Semiconductor metal oxides (SMOs) are highly potent gas sensors for gaseous detection in terms of screening of air eminence, low expenditure on synthesis and sensing property that can be modified. The semiconductor metal oxide gas sensor is considered the most capable gas-sensing device due to its high sensitivity, fast response, low cost, and small size.

Oxygen reduction reaction (ORR) has been widely studied for its applications in fuel cells. There is a growing demand for clean energy technologies such as fuel cells. Since the energy efficiency and battery voltage of electrochemical cells are limited by the slow kinetics of ORR.Currently, platinum dispersed on carbon (Pt/C) is the most active catalyst for ORR; however, in addition to its high cost, this metal also has problems with ORR overpotential and poor methanol tolerance. Supporting by transition metal oxides such as tungsten trioxide (WO3) and titanium dioxide (TiO2) to the Pt/C electrocatalyst provide not only active sites but also electronic and ionic conductivity.

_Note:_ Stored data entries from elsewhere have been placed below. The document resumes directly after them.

PR #2483, opened 2026-02-11
Update date for ietf-yang-schema-comparison.yang

avtobiff:


michalvasko (approved):
Thanks, would have updated it myself.

PR #2491, opened 2026-02-24
Printer tree

lePici:
TODO: squash commits to one - done


src/printer_tree.c
```diff
@@ -3847,220 +3838,168 @@ pt_print_groupings(struct pt_tree_ctx *tc)
...
+    void *node = NULL, *child;
 
     substmts = compiled ? (void *)((struct lysc_ext_instance *)ext)->substmts :
             (void *)((struct lysp_ext_instance *)ext)->substmts;
 
     LY_ARRAY_FOR(substmts, i) {
-        stmt = compiled ? ((struct lysc_ext_instance *)ext)->substmts[i].stmt :
-                ((struct lysp_ext_instance *)ext)->substmts[i].stmt;
+        if (compiled) {
+            stmt = ((struct lysc_ext_instance *)ext)->substmts[i].stmt;
```
michalvasko: You can simplify this function by using a function similarly to https://github.com/CESNET/libyang/blob/devel/src/tree_schema.c#L445.

src/printer_tree.c
```diff
@@ -3840,64 +3840,24 @@ pt_print_groupings(struct pt_tree_ctx *tc)
...
  * @brief Read extension and get schema pointer.
  * @param[in] ext Extension to read.
- * @param[in] compiled Set to 1 if @p ext is from lysc tree.
- * @return pointer to lysp or lysc node.
+ * @param[in] stmt_mask First stmt which match will be returned.
+ * @return pointer to lysp node.
  */
 static void *
-pt_ext_read_storage(void *ext, ly_bool compiled)
+pt_ext_parsed_read_storage(struct lysp_ext_instance *ext, int stmt_mask)
```
michalvasko, line 3847: This function should no longer be required, or not? Just use the functions for getting the particular storage.

lePici: Which function do you mean?
In this case I only have `lysp_ext_instance`. Functions `lyplg_ext_get_storage` and `lyplg_ext_parsed_get_storage` has parameter `lysc_ext_instance` which may not always exist, because `tree_printer` can print from a parsed tree.

michalvasko: Right, sorry.

michalvasko (approved):

PR #110, opened 2026-03-09
feat: add OTel instrument for postresql

yizhaodev:
The PR will add OTel instrument for postresql operations

- Each DB span is added to corresponding parent span
- Each DB span has its own detail tags.

image

image


j-mok-dev (approved):
lgtm

PR #112, opened 2026-03-09
feat: SLO enforcement

j-mok-dev:
## Summary

Implements SLO enforcement for batch jobs based on the `expires_at` field set from `completion_window`.

- **`context.WithDeadline`** on the job execution context (`sloCtx`) to bound Phase 2 dispatch
- When the deadline fires, undispatched requests are drained to `error.jsonl` as `batch_expired`; completed requests are preserved in `output.jsonl` — per [OpenAI batch expiration spec](https://platform.openai.com/docs/guides/batch#batch-expiration)
- Job transitions directly `in_progress → expired` (no `finalizing` state); partial output and error files are uploaded before status update
- Two new reason labels: `expired_dequeue` (SLO exceeded at dequeue time) and `expired_execution` (SLO fired mid-Phase 2)

## Key Design Decisions

- SLO check uses `sloCtx.Err()` (not `execCtx.Err()`) to avoid a race where `execCancel()` from a model goroutine sets `execCtx.Err = Canceled` before the deadline propagates
- File uploads in `handleExpired` use parent `ctx` (not `sloCtx`), so uploads succeed even after the SLO fires
- `handleExpired` is best-effort for uploads — failures are logged but do not block the `expired` status update

### DIFF
--- a/internal/processor/worker/executor.go
+++ b/internal/processor/worker/executor.go
@@ -52,6 +52,10 @@ import (
 // "batch_expired") are preserved. The caller is responsible for finalizing with expired status.
 var ErrExpired = errors.New("batch SLO expired")
 
+// errCodeBatchExpired is the error code written to the error file for requests that could not
+// be executed before the job's completion window expired, per the OpenAI Batch API spec.
+const errCodeBatchExpired = "batch_expired"
+
 // outputWriters holds the buffered writers and their mutexes for the output and error JSONL files.
 // A single instance is created per job and shared across model goroutines.
 type outputWriters struct {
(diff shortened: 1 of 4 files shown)


internal/database/api/database.go
```diff
@@ -114,10 +114,15 @@ type BatchPriorityQueueClient interface {
...
-	// PQDequeue returns the job priority objects at the head of the queue,
+	// PQDequeue atomically removes and returns the job priority objects at the head of the queue,
 	// up to the maximum number of objects specified in maxItems.
 	// The function blocks up to the timeout value for a job priority object to be available.
 	// If the timeout value is zero, the function returns immediately.
+	//
+	// Implementations MUST atomically remove dequeued items from the queue. The processor
+	// assumes exclusive dequeue semantics: a dequeued job will not be returned by any
+	// subsequent PQDequeue call. Non-atomic (peek/lease) implementations will cause the
+	// same job to be processed multiple times.
```
j-mok-dev: added some comments to clarify PQDequeue atomicity contract to prevent duplicate job processing in worker

internal/processor/worker/executor.go
```diff
@@ -287,13 +313,14 @@ func (p *Processor) processModel(
...
+		wg              sync.WaitGroup
+		errOnce         sync.Once
+		firstErr        error
+		dispatchedCount int
 	)
 
 dispatch:
-	for _, entry := range entries {
+	for i, entry := range entries {
 		if err := checkCancellation(ctx, cancelRequested); err != nil {
```
yizhaodev: do you need to run `sloCtx.Err() == context.DeadlineExceeded` for early fail check?

PR #121, opened 2026-03-11
feat: preserve partial output on cancelled and failed batch jobs

j-mok-dev:
**Summary**
Preserve partial inference output when batch jobs are cancelled or fail mid-execution (Phase 2). Previously, only expired jobs retained partial results — cancelled and failed jobs discarded all output.

- Refactor `drainUnprocessedRequests` and `uploadPartialResults` as reusable helpers across all terminal paths
- Flush writers and return partial counts on cancel and system error paths in `executeJob`
- Add `handleFailedWithPartial` for Phase 2 failures; extend `handleCancelled` to upload partial output
- Add `UpdateFailedStatus`, `UpdateCancelledStatus` to `StatusUpdater` with shared `withFileIDs` helper
- Introduce `batch_cancelled` and `batch_failed` error codes (extensions to the OpenAI Batch API spec)
- Record OTel request count attributes on all terminal states after Phase 2
- Rename `firstErr` to `modelErr` in `processModel` to disambiguate from executeJob-level `firstErr`
- Update design doc: Mermaid lifecycle diagram, partial output preservation section, observability table

### DIFF
--- a/internal/processor/worker/executor.go
+++ b/internal/processor/worker/executor.go
@@ -415,6 +415,7 @@ dispatch:
 	// Priority: SLO expiry > user cancel > system error.
 	// Use sloCtx.Err() rather than ctx.Err(): ctx (execCtx) may report Canceled if execCancel()
 	// was called by another goroutine before the sloCtx deadline propagated.
+	// (Same rationale as the sloCtx check in executeJob.)
 	switch {
 	case sloCtx.Err() == context.DeadlineExceeded && !cancelRequested.Load():
 		// SLO deadline fired during dispatch — record remaining requests as expired.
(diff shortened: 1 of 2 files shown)


internal/processor/worker/executor.go
```diff
@@ -382,41 +390,69 @@ dispatch:
...
+	switch {
+	case sloCtx.Err() == context.DeadlineExceeded && !cancelRequested.Load():
+		// SLO deadline fired during dispatch — record remaining requests as expired.
 		undispatched := entries[dispatchedCount:]
 		if len(undispatched) > 0 {
 			logger.V(logging.INFO).Info("SLO expired: draining undispatched entries", "count", len(undispatched))
-			p.drainUndispatchedAsExpired(ctx, inputFile, undispatched, writers, progress)
+			p.drainUnprocessedRequests(ctx, inputFile, undispatched, writers, progress,
+				batch_types.ErrCodeBatchExpired,
+				"This request could not be executed before the completion window expired.")
```
lioraron: "This request": Re terminology we have `batch` representing the job and `request` representing individual inference request. Just to confirm that this message and the following similar messages refer to individual inferences?

PR #127, opened 2026-03-12
feat: abort in-flight inference requests on batch cancellation

j-mok-dev:
## Summary
When a batch cancellation event arrives, in-flight inference HTTP requests are now aborted immediately by cancelling the inference context (`inferCtx`). Previously, cancellation only prevented new requests from being dispatched / already in-flight requests ran to completion, wasting GPU slots and EPP capacity.

### Changes
- **`cancel.go`**: `watchCancel` accepts `inferCancelFn` and calls it on cancel event, propagating cancellation to all in-flight HTTP requests
- **`job_runner.go`**: Creates `inferCtx` (derived from `sloCtx`) and passes it to `watchCancel` and `executeJob`
- **`executor.go`**: `execCtx` is now derived from `inferCtx` instead of `sloCtx` directly, so user cancellation propagates to all dispatch loops and inference calls
- **`batches_test.go`**: E2E cancel test verifies `"Request cancelled for request_id"` appears in processor logs, confirming in-flight HTTP requests were actually aborted

### Context hierarchy
```
ctx (parent)
 │
 │ ── sloCtx = context.WithDeadline(ctx, SLO)
 │    │
 │    └── inferCtx = context.WithCancel(sloCtx)  ← cancelled on user cancellation (cancel event)
 │         │
 │         └── execCtx = context.WithCancel(inferCtx)
 │              │
 │              └── inferClient.Generate(execCtx, ...) ← stops HTTP request
 │
 └── watchCancel goroutine → inferCancelFn() → inferCtx cancel
```

### Follow-up
- Refactor `checkAbortCondition`: now that `inferCtx` propagates cancellation through the context tree, the `cancelRequested` polling in `checkAbortCondition` is partially redundant for stopping dispatch. Refactor so that context cancellation is the sole dispatch-abort mechanism and `cancelRequested` is only used to distinguish the cancellation reason (user cancel vs SLO vs pod shutdown).

### DIFF
--- a/test/e2e/batches_test.go
+++ b/test/e2e/batches_test.go
@@ -73,6 +73,13 @@ func doTestBatchCancel(t *testing.T) {
 		finalBatch.RequestCounts.Failed,
 		finalBatch.RequestCounts.Total)
 
+	if finalBatch.RequestCounts.Total != int64(len(strings.Split(strings.TrimSpace(slowJSONL), "\n"))) {
+		t.Errorf("Total = %d, want %d", finalBatch.RequestCounts.Total, len(strings.Split(strings.TrimSpace(slowJSONL), "\n")))
+	}
+	if finalBatch.RequestCounts.Completed+finalBatch.RequestCounts.Failed != finalBatch.RequestCounts.Total {
+		t.Errorf("Completed(%d) + Failed(%d) != Total(%d)",
+			finalBatch.RequestCounts.Completed, finalBatch.RequestCounts.Failed, finalBatch.RequestCounts.Total)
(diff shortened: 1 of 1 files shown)


j-mok-dev:
@yizhaodev exact count validation is done in unit tests where we can control timing with mocks. see `TestExecuteJob_InferCtxCancel_AbortsInflightRequests` which asserts Total=1, Completed=0, Failed=1. In E2E, timing is non-deterministic so we only check consistency: Total == N, Completed + Failed == Total, Completed < Total.

PR #162, opened 2026-03-18
fix: cancel race condition fix

### LINKED ISSUE #146: Flaky E2E test: CancelBatch/InProgress — race between processor completion and cancel event
## Summary

The `TestE2E/Batches/CancelBatch/InProgress` E2E test is flaky — it passes ~50% of the time. The root cause is a race condition between the processor finishing execution and the cancel event being delivered.

## Symptoms

- After calling `POST /v1/batches/{id}/cancel`, the batch transitions to `cancelling` but never reaches `cancelled`.
- The test times out waiting for the batch to reach a terminal state (`completed` or `cancelled`).
- The batch remains stuck in `cancelling` forever.

## Root Cause

When a batch has very few requests (as in the E2E test), the processor can finish executing all requests **before** the cancel event arrives via Redis pub/sub. The sequence is:

1. API server sets batch status to `cancelling` and publishes a cancel event.
2. Processor's `watchCancel` goroutine is listening for the event, but the processor has already finished all inference requests.
3. Processor enters finalization: it closes the `watchCancel` channel and proceeds to write `completed` status.
4. The cancel event arrives but has no consumer — it's dropped.
5. The batch is finalized as `completed`, but the DB status is already `cancelling`, so the status update to `completed` is rejected (or succeeds but the apiserver already sees `cancelling`).
6. Result: batch stuck in `cancelling` with no mechanism to transition it to `cancelled`.

## Suggested Fix

In the processor's **finalization path** (after all requests are processed), before writing the terminal status:

1. Re-read the batch status from the database.
2. If the status is `cancelling`, finalize the batch as `cancelled` instead of `completed`.

This makes the processor's finalization idempotent with respect to concurrent cancellation, regardless of whether the cancel event was received in time.

## Reproduction

```bash
# Run multiple times — fails intermittently
go test -v -tags=e2e -count=1 -run "^TestE2E/Batches/CancelBatch/InProgress$" ./test/e2e/...
```

## Labels

flaky-test, race-condition, processor

j-mok-dev:
## Why is this PR needed?

Issue #146 

## What does this PR do?
- tighten processor readiness so `/ready` is exposed only after processor preparation completes, and update dev deployment scripts to check processor readiness instead of health
- stabilize repeated E2E runs by routing non-lifecycle test file creation through a unique-filename helper, avoiding `file already exists` failures
- reduce the cancel/finalization race by persisting `cancelling` before publishing the cancel event from the API server
- during finalization, honor an already-observed cancel request after artifact upload so we do not overwrite cancellation with a later terminal status

## Notes

- cancellation remains best-effort
- if a cancel request arrives after execution and artifact upload have already completed, the batch may still finalize as `completed`

## Test plan

- `pre-commit run -a`
- `go test ./...`
- `make test-e2e`
- run `make test-e2e` 15 times in a row against the current deployment## How was this tested?

## Checklist

## Related Issues
Fixes #146

### DIFF
--- a/scripts/dev-deploy.sh
+++ b/scripts/dev-deploy.sh
@@ -661,7 +661,7 @@ wait_for_deployment() {
 start_apiserver_port_forward() {
     local svc="svc/${HELM_RELEASE}-apiserver"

Hydrogen (H2) is widely concerned as the most potential candidate due to its high energy density and environmentally friendly reaction process. Electrochemical water splitting is a promising hydrogen production technology because it does not contain greenhouse gases and is economical and efficient. As a key semi-reaction process, the hydrogen evolution reaction (HER) plays a decisive role in the efficiency and cost of hydrogen production through electrochemical water splitting.